#### [DIRECTIONS]
Lines below that hold the word "risks" must be copied in full.

#### [RECORDS]
PR #2047, opened 2017-07-25
Fixes product nature variants show view when fails due to phyto data error

### LINKED ISSUE #1902: product_nature_variants#show (ActionView::Template::Error) "undefined method `usages' for #<struct Struct::U...
## Error
An ActionView::Template::Error occurred in product_nature_variants#show:

  undefined method `usages' for #<struct Struct::UnknownAgent risks=[nil]>
  app/views/backend/product_nature_variants/show.html.haml:68:in `block (2 levels) in _app_views_backend_product_nature_variants_show_html_haml___1877471167772246861_70037869287140'

---
# Environment
- **Version :** 2.43.2
- **Server :** production
- **Date :** 17/05/2017

pratap477:
Fixes #1902.

### DIFF
--- a/.gitignore
+++ b/.gitignore
@@ -18,6 +18,7 @@
 # Ignore the default SQLite database.
 /db/*.sqlite3
 /db/*.sqlite3-journal
+/db/structure.sql
 
 # Ignore the default first run files
 db/first_runs
--- a/app/views/backend/product_nature_variants/show.html.haml
+++ b/app/views/backend/product_nature_variants/show.html.haml
@@ -47,7 +47,7 @@
 
 
 = cobbles do |c|
-  - if resource.france_maaid? && (agent = Pesticide::Agent.find(resource.france_maaid))
+  - if resource.france_maaid? && (agent = Pesticide::Agent.find(resource.france_maaid.to_s))
     - c.cobble(:phyto_data) do
       - if agent.risks.any?
         - avatars = []


.gitignore
```diff
@@ -18,6 +18,7 @@
 # Ignore the default SQLite database.
 /db/*.sqlite3
 /db/*.sqlite3-journal
+/db/structure.sql
```
Aquaj: This is not acceptable. The db/structure.sql is a fundamental part of the application and cannot be `gitignore`d without creating problems in the near future.

app/views/backend/product_nature_variants/show.html.haml
```diff
@@ -47,7 +47,7 @@
 
 
 = cobbles do |c|
-  - if resource.france_maaid? && (agent = Pesticide::Agent.find(resource.france_maaid))
+  - if resource.france_maaid? && (agent = Pesticide::Agent.find(resource.france_maaid.to_s))
```
Aquaj: This is not a solution, the  `agent` returned by `Pesticide::Agent.find` will still be `Pesticide::Agent::Unknown` and will still raise the "Unknown method: `usages` for Unknown Struct" error.

The solution would rather be to add a :usages attribute on the structure and fill it with an empty array.

Aquaj:
Does not fix the issue.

#### [OUTPUT OF THE EXERCISE]
  undefined method `usages' for #<struct Struct::UnknownAgent risks=[nil]>
       - if agent.risks.any?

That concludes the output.